JSON-LD assumes that anywhere that a property ‘name’ appears, it has the same RDF definition. So that snippet above can’t be converted to json-ld by a simple addition of a json-ld @context. Instead, you would have to rename the name properties to ‘personName’ and ‘organizationName’ or similar. In FHIR, however, we’ve worked on the widely accepted practice that names are scoped by their type (that’s what types do). The specification defines around 2200 elements, with about 1500 names – so 700 of them or so use names that other elements also use. We’re not going to rename all these elements to pre-coordinate their type context into the property name. (Note that JSON-LD discussed supporting having names scoped by context – but this is an ‘outstanding’ request that seems unlikely to get adopted anytime soon).

Beyond that, the other issues are not addressed by json-ld, and unlikely to be soon. Here’s what JSON-LD says about ordered arrays:

Since graphs do not describe ordering for links between nodes, arrays in JSON-LD do not provide an ordering of the contained elements by default. This is exactly the opposite from regular JSON arrays, which are ordered by default

and

List of lists in the form of list objects are not allowed in this version of JSON-LD. This decision was made due to the extreme amount of added complexity when processing lists of lists.

But the importance of ordering objects doesn’t go away just because the RDF graph definitions and/or syntax makes it difficult. We can’t ignore it, and no one getting healthcare would be happy with the outcomes if we managed to get healthcare process to ignore it.
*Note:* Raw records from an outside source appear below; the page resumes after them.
PR #818, opened 2026-08-18
perf(sort): honor --check-crc in the fgumi-sort reader stack (#817)

### LINKED ISSUE #817: perf(sort): honor --check-crc / skip BGZF CRC in the fgumi-sort reader stack
## Summary

`fgumi sort` decodes its input BGZF through its own reader stack (`crates/fgumi-sort/src/reader.rs` `RawBamRecordReader`, and the parallel decode workers in `crates/fgumi-sort/src/worker_pool.rs`), separate from the raw-BAM reader unified in #800/#801. That stack calls the always-verify fgumi-bgzf primitives (`decompress_block` / `decompress_block_into`) and exposes no way to skip the per-block CRC32, so the `--check-crc` / `--no-check-crc` policy added in #798 never reaches `fgumi sort`.

This is the `fgumi-sort` follow-up #800 explicitly deferred ("`fgumi-sort` and `extract` have their own separate reader stacks; wire those in their own issues").

## Proposed change

- Thread a `verify_crc` flag through the sort reader stack — `RawBamRecordReader` and the `worker_pool` decode workers — switching the decode calls to the CRC-skip-capable `_opts` variants (`decompress_block_into_opts` / `decompress_block_slice_into_opts`), honoring the flag (decompressed-size check always runs).
- Add `--check-crc` / `--no-check-crc` to `fgumi sort`, matching the semantics established in #798: default verifies for file input and skips for trusted stdin; explicit flags override; log the effective policy at startup.

## Acceptance / validation

- Byte-identical decode vs the current always-verify path (roundtrip tests).
- A corrupted-CRC input is rejected by default and accepted under `--no-check-crc`, and rejected under `--check-crc`, for both the single-threaded and worker-pool decode paths.
- Full workspace suite green; benchmark the sort read+decompress phase (expect the ~6% `verify_decompression` CPU saved on the skip path, no regression when verifying).

Relates to #786, #798, #800.

nh13:
Closes #817. Stacked on #798 (base `786/nhomer/perf-bgzf-crc-skip`) — review after #798.

## What

`fgumi sort` decoded its input BGZF through its own reader stack — the worker-pool decode workers (`worker_pool.rs`) and the single-threaded `RawBamRecordReader` (`reader.rs`) — using the always-verify fgumi-bgzf primitives, so the `--check-crc` / `--no-check-crc` policy from #798 never reached it. This routes both paths through the CRC-skip-capable `_opts` primitives and adds the flag to the command. It's the `fgumi-sort` follow-up #800 explicitly deferred.

## How

- **Worker pool (main sort path).** A `verify_crc` bit lives in `SharedPipelineState` as an `AtomicBool`, set via `SortWorkerPool::set_verify_crc` right after pool construction so the already-spawned workers observe it — this keeps `SortWorkerPool::new`'s signature (and its ~30 test call sites) unchanged. It's wired from a new `RawExternalSorter::verify_crc()` builder option. Only the **Phase 1 input** decode honors it; **spill-chunk** decode is deliberately left always-verifying, since fgumi's own temp files are a separate integrity concern from the input.
- **Single-threaded path (`--verify`).** `RawBamRecordReader` gains a `verify_crc` field (`new_with_opts`), and `open_raw_bam_record_reader_with_header_opts` threads it.
- **Command.** `fgumi sort` gains `--check-crc` / `--no-check-crc` with the #798 policy (verify on for files, off for trusted stdin; explicit flags override), logged as a `CRC verify:` line at startup for both sort and `--verify` mode.

## Tests

- `RawBamRecordReader` (single-threaded) and `RawExternalSorter` (worker pool) each honor `verify_crc` on a CRC-corrupted multi-block BAM: rejected by default, read clean with it off. Both are dependency-free (no samtools).
- The command's `effective_check_crc` policy truth table (file/stdin × the two flags).

Full workspace suite green (2552 passing), clippy clean, fmt/tag-literals/publish-order clean.

## Benchmark

The CRC-skip decode primitive (`decompress_block_into_opts`) was benchmarked at parity vs always-verify in #798/#801, and the incremental change here is a like-for-like allocation at one call site. The expected ~6% *decode* saving on trusted input is a small fraction of total sort CPU and below this dev host's wall-time noise floor, so a dedicated decode-bound sort hot-path benchmark is deferred to a quiet/EC2 host rather than reported from noisy local numbers.

### DIFF
--- a/crates/fgumi-sort/src/external.rs
+++ b/crates/fgumi-sort/src/external.rs
@@ -2192,6 +2192,11 @@ pub struct RawExternalSorter {
     initial_capacity: Option<usize>,
     /// When true, wrap input in a `PrefetchReader` for async I/O.
     async_reader: bool,
+    /// Verify each input BGZF block's CRC32 while decompressing it. Defaults to
+    /// `true` (the safe, pre-existing behavior); the sort command lowers it per
+    /// the `--check-crc` / `--no-check-crc` policy. Applies to input decode only,
+    /// never to spill chunks.
+    verify_crc: bool,
     /// Which optional template-key lanes to retain (template-coordinate only).
     ///
     /// Defaults to [`KeyTypesSpec::Auto`], which provisions the narrowest key
@@ -2300,6 +2305,7 @@ impl RawExternalSorter {
             cell_tag: None,
             initial_capacity: None,
             async_reader: false,
+            verify_crc: true,
             key_types: KeyTypesSpec::default(),
         }
     }
@@ -2510,6 +2516,17 @@ impl RawExternalSorter {
     #[must_use]
     pub fn async_reader(mut self, enabled: bool) -> Self {
         self.async_reader = enabled;
+        self
+    }
+
+    /// Set whether to verify each input BGZF block's CRC32 while decompressing.
+    ///
+    /// Defaults to `true`. Pass `false` to skip verification on trusted input
+    /// (the decompressed-size check always runs). Applies to the Phase 1 input
+    /// decode only; spill chunks are always verified.
+    #[must_use]
+    pub fn verify_crc(mut self, enabled: bool) -> Self {
+        self.verify_crc = enabled;
         self
     }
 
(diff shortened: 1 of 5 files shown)


nh13:
@coderabbitai pause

The same applies to the issue with missing elements – there’s no facilty to insert default values in json-ld, let alone to do so conditionally.

So we could either

  • Complicate the json format greatly to make the json-ld RDF useful
  • Accept the simple RDF produced by json-ld and just say that all the reasoning you would want to do isn’t actually necessary
    • (or some combination of those two)
  • Or accept that there’s a transform between the regular forms of FHIR (JSON and XML which are very close) and the optimal RDF form, and concentrate on making implementations of that transform easy to use in practice

I think it’s inevitable that we’ll be going for the 3rd.

p.s. should json-ld address these issues? I think JSON-LD has to address the ‘names scoped by types’ issue, but for the rest, I don’t know. The missing element problem is ubiquitous across interfaces – elements with default values are omitted for efficiency everywhere – but there is a lot of complexity in these things. Perhaps there could be an @conversion which is a reference to a server that will convert the content to RDF instead of a @context. That’s not so nice from a client’s perspective, but it avoids specifying a huge amount of complexity in the conversion process.

p.p.s there’s further analysis about this on the FHIR wiki.